------ Dataset records ------

PR #2764, opened 2026-09-22
feat(pipeline): support leader-member delegation in a `TeamPipeline` class

### LINKED ISSUE #2763: feat(pipeline): support leader-member delegation in a `TeamPipeline` class
**Background**

Sub-agents are the most requested way to keep a main agent's context small (see #2491): the main agent delegates a task, the sub-agent works in its own context, and only the summary comes back. Supporting this at the SDK level raises one question, how a sub-agent's HITL events reach the caller of a single `reply_stream`, and how the user's response is routed back to the right agent.

Making the assignment an **external tool** of the main agent answers it without touching the `Agent` class: the main agent parks on the delegation exactly as it does on any external execution, while the pipeline runs the sub-agent, streams its events, and feeds its final reply back as the tool result.

**Changes**

- Add `TeamPipeline` and `TeamMember` to the `pipeline` module
  - members are existing `Agent` instances, the leader assigns to them through one external tool `TeamAssign(member, prompt)`, whose description lists the members and offers their names as the choices of `member`
  - members called in one round run concurrently; calls to the same member run one after another
  - a member's HITL request is streamed out unchanged, and the result sent back to the pipeline is routed to it by `reply_id`
  - members' contexts are cleared once the leader's reply ends (`reset_members`)

DavdGao:
## Description

Closes #2763

Adds `TeamPipeline` and `TeamMember` to the `pipeline` module: a leader agent that delegates tasks to existing member agents through tool calls, without touching the `Agent` class.

- The leader gets one **external tool**, `TeamAssign(member, prompt)`; its description lists the members with their descriptions and `member` is an enum of their names. The leader parks on the assignment exactly as it does on any external execution.
- The pipeline runs the assigned member in its own context, streams its events (starting from its own `ReplyStartEvent`) and feeds its final reply back as the tool result, so the leader only ever sees the summary.
- Members assigned in one round run concurrently; assignments to the same member run one after another. Results land in the leader's context in call order.
- HITL works per participant: a member's `RequireUserConfirmEvent` / `RequireExternalExecutionEvent` is streamed out unchanged, and the result sent back to `reply_stream` is routed to it by `reply_id`. An interrupt aborts every parked participant.
- `reset_members` clears the members' contexts once the leader's `ReplyEndEvent` arrives, so the leader can follow up with a member within one reply, while each member starts afresh in the next.

Nothing beyond the agents' own state needs to be persisted: routing is derived from the leader's `SUBMITTED` assignment and the member's parked `reply_id`.

```python
pipeline = TeamPipeline(
    leader=leader,
    members=[
        TeamMember(agent=researcher, description="Researches a topic and returns a sourced summary"),
        TeamMember(agent=coder, description="Edits code and runs the tests"),
    ],
)

async for event in pipeline.reply_stream(UserMsg("user", "Research A, then implement it")):
    ...
```

## Checklist

- [x] Tests added: `tests/pipeline_team_test.py` (delegation round trip, member HITL round trip, concurrent delegations, interrupt)
- [x] `pre-commit run --all-files` passes


src/agentscope/pipeline/_team_pipeline.py
```diff
@@ -0,0 +1,426 @@
...
+        self,
+        tool_calls: list[ToolCallBlock],
+        results: list[ToolResultBlock],
+    ) -> AsyncGenerator[AgentEvent, None]:
+        """Run one round of assignments, concurrently across members and
+        sequentially within one, collecting the tool results of those that
+        finish."""
+        groups: dict[str, list[ToolCallBlock]] = {}
+        for tool_call in tool_calls:
+            member = json.loads(tool_call.input)["member"]
```
DavdGao: `tool_call.input` keeps the raw string from the model, while the agent validates a *repaired* copy of it (`_json_loads_with_repair` in `_agent.py`). So an input like `{'member': 'researcher', 'prompt': 'Find A'}` is repaired, passes the schema check, becomes SUBMITTED, and then raises `JSONDecodeError` here — the exception escapes `reply_stream` and the leader stays parked on the assignment forever with no tool result. Same at :322 and :421.
- Suggested to parse with `_json_loads_with_repair(tool_call.input, tool.input_schema)` like the agent does, or parse once and reuse it.

src/agentscope/pipeline/_team_pipeline.py
```diff
@@ -0,0 +1,426 @@
...
+                yield_final_msg=yield_final_msg,
+            ):
+                # Assignments are executed by the pipeline itself, so their
+                # require events are not the caller's business
+                if isinstance(evt, RequireExternalExecutionEvent) and all(
+                    _.name == _TeamAssign.name for _ in evt.tool_calls
+                ):
+                    assignments.extend(evt.tool_calls)
+                    continue
+                yield evt
```
DavdGao: When the leader parks on an assignment, `_next_action` yields the placeholder msg "I'm waiting for your permission or the external execution to finish.", and with `yield_final_msg=True` it reaches the caller in the middle of the stream, followed by more events and the real final msg. A `Msg` is supposed to terminate the stream, so a consumer that stops at the first `Msg` loses the rest of the run, and `reply()` returns this placeholder whenever a member parks.
- `_run_member` already drops a member msg with `finished_reason is None`, the same filter is missing for the leader.
- :256 doesn't pass `yield_final_msg` either, inconsistent with here.

src/agentscope/pipeline/_team_pipeline.py
```diff
@@ -0,0 +1,426 @@
...
+            groups.setdefault(member, []).append(tool_call)
+
+        sentinel = object()
+        queue: Queue = Queue()
+
+        async def run_group(name: str, calls: list[ToolCallBlock]) -> None:
+            """Run the assignments to one member one after another."""
+            member = self.members[name]
+            for tool_call in calls:
+                if self._is_parked(member):
```
DavdGao: The class doc says assignments to the same member run one after another, but when the first one parks on HITL the second gets this ERROR and is never retried — the leader has to re-issue it. Its result also lands in the leader's context before the first one's, since the sort only orders within a round.
- Suggested to really queue it after the parked call resumes, or change the doc to match what it does.

src/agentscope/pipeline/_team_pipeline.py
```diff
@@ -0,0 +1,426 @@
...
+                reply_id=self.leader.state.reply_id,
+                execution_results=results,
+            )
+            if len(results) < len(assignments):
+                if results:
+                    async for evt in self.leader.reply_stream(inputs):
+                        yield evt
+                return
+
+    async def reply(
```
DavdGao: `reply()` and the `yield_final_msg` argument exist only here, `PipelineProtocol` and `GoalPipeline` have neither. The protocol is what the upper layers program against, so suggested to declare both there (and implement in `GoalPipeline`), or drop them here.

tests/pipeline_team_test.py
```diff
@@ -0,0 +1,496 @@
...
+        """Drain one run into (event type, owner) pairs."""
+        events = [_ async for _ in self.pipeline.reply_stream(inputs)]
+        agents = [
+            self.leader,
+            *[_.agent for _ in self.pipeline.members.values()],
+        ]
+        owners = {_.state.reply_id: _.name for _ in agents}
+        return [(_.type.value, owners[_.reply_id]) for _ in events]
+
+    def _msg_base(self, name: str) -> dict:
```
DavdGao: `_msg_base` and `_user_msg` build the expected structures with helpers. The expected result should be written literally in the test so the whole structure is visible at a glance.

tests/pipeline_team_test.py
```diff
@@ -0,0 +1,496 @@
...
+        self.assertListEqual(
+            [
+                (_.id, _.state)
+                for _ in self.leader.state.context[-1].get_content_blocks(
+                    "tool_result",
+                )
+            ],
+            [("call-1", "interrupted")],
+        )
+        self.assertListEqual(self.researcher.state.context, [])
```
DavdGao: Missing cases:
- a tool input that only `json_repair` can parse;
- a round with several members where one of them parks;
- two assignments to the same member.

DavdGao (commented):
Some problems found when running the branch locally.

Also, `examples/pipeline/goal/` ships a runnable example with a README while team has none, and `TeamPipeline`/`TeamMember` are exported public API, so the docs repo needs a section for them.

------

## Task brief
If a line in the entries contains "existing", copy it.

## Finished task
  - members are existing `Agent` instances, the leader assigns to them through one external tool `TeamAssign(member, prompt)`, whose description lists the members and offers their names as the choices of `member`
Adds `TeamPipeline` and `TeamMember` to the `pipeline` module: a leader agent that delegates tasks to existing member agents through tool calls, without touching the `Agent` class.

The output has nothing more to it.